• **INFORMATION SHOWN**:
________________________

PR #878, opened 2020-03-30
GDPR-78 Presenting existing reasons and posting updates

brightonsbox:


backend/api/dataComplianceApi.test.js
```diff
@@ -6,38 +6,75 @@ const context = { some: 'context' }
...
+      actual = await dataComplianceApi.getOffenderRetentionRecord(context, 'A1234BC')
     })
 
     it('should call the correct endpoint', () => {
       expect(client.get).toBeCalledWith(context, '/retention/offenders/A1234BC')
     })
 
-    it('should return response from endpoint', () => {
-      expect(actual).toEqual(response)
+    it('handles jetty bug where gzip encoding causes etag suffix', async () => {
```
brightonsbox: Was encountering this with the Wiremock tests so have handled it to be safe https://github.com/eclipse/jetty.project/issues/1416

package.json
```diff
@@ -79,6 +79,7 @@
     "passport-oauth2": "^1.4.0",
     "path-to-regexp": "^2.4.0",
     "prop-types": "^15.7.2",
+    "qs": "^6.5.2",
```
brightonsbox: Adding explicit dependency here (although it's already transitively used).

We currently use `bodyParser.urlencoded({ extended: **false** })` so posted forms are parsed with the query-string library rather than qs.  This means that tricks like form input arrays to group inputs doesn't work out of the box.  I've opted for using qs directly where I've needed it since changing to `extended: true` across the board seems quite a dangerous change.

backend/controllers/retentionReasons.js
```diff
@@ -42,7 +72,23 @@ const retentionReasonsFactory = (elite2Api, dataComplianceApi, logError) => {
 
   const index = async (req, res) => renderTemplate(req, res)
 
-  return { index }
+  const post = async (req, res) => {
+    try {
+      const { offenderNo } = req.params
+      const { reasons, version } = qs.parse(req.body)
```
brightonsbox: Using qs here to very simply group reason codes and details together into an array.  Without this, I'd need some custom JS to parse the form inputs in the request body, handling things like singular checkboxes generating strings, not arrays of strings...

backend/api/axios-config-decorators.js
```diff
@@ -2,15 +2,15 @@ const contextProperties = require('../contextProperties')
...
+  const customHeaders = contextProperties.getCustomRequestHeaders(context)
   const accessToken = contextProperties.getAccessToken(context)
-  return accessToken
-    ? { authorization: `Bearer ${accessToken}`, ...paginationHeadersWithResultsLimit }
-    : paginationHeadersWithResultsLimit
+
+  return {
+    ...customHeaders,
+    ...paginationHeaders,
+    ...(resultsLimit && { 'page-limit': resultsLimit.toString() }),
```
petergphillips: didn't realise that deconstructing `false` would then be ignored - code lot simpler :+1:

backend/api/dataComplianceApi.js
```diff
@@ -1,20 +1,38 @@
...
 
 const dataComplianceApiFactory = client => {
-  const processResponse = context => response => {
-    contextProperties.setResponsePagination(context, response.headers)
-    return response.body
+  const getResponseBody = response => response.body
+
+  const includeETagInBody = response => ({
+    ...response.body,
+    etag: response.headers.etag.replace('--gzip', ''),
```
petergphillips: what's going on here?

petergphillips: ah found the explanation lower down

________________________

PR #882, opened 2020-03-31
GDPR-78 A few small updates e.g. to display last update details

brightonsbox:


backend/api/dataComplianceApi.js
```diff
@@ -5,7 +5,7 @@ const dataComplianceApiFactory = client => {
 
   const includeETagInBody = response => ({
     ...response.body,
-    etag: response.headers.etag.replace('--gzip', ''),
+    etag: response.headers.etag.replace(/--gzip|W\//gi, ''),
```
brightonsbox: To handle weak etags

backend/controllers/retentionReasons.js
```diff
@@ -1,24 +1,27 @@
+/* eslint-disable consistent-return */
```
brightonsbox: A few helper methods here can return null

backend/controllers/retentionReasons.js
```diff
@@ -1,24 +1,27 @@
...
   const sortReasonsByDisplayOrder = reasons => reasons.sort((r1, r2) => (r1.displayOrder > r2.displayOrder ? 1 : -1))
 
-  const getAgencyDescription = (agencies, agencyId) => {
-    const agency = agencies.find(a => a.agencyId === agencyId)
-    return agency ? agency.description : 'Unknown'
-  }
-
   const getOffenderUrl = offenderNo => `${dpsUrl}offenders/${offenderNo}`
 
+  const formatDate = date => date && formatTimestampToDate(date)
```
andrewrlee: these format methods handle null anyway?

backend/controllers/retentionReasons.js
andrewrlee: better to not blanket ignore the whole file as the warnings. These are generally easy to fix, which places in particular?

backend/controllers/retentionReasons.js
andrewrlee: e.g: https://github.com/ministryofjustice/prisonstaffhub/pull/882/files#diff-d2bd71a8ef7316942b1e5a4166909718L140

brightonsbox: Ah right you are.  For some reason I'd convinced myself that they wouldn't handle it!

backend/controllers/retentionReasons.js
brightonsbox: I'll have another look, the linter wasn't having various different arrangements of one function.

________________________

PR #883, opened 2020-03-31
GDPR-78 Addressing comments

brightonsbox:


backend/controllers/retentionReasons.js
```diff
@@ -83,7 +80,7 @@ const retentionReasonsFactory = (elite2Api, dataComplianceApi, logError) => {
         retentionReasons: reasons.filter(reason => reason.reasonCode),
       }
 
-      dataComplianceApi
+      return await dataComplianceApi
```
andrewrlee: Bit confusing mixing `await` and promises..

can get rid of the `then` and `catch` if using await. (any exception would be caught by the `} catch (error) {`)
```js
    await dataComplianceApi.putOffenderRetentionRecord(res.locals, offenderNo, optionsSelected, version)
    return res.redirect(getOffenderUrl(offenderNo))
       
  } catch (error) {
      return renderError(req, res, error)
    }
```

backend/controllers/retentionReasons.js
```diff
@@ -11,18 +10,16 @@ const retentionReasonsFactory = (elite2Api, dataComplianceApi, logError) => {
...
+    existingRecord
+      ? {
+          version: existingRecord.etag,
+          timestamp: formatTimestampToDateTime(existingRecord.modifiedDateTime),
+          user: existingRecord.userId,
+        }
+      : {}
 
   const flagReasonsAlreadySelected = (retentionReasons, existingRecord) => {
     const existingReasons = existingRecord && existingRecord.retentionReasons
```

________________________

• **TASK TO CARRY OUT**: Nothing except a number is needed: how many lines of the entries contain the word "endpoint"?

• **RESULT OF THIS EXERCISE**: 2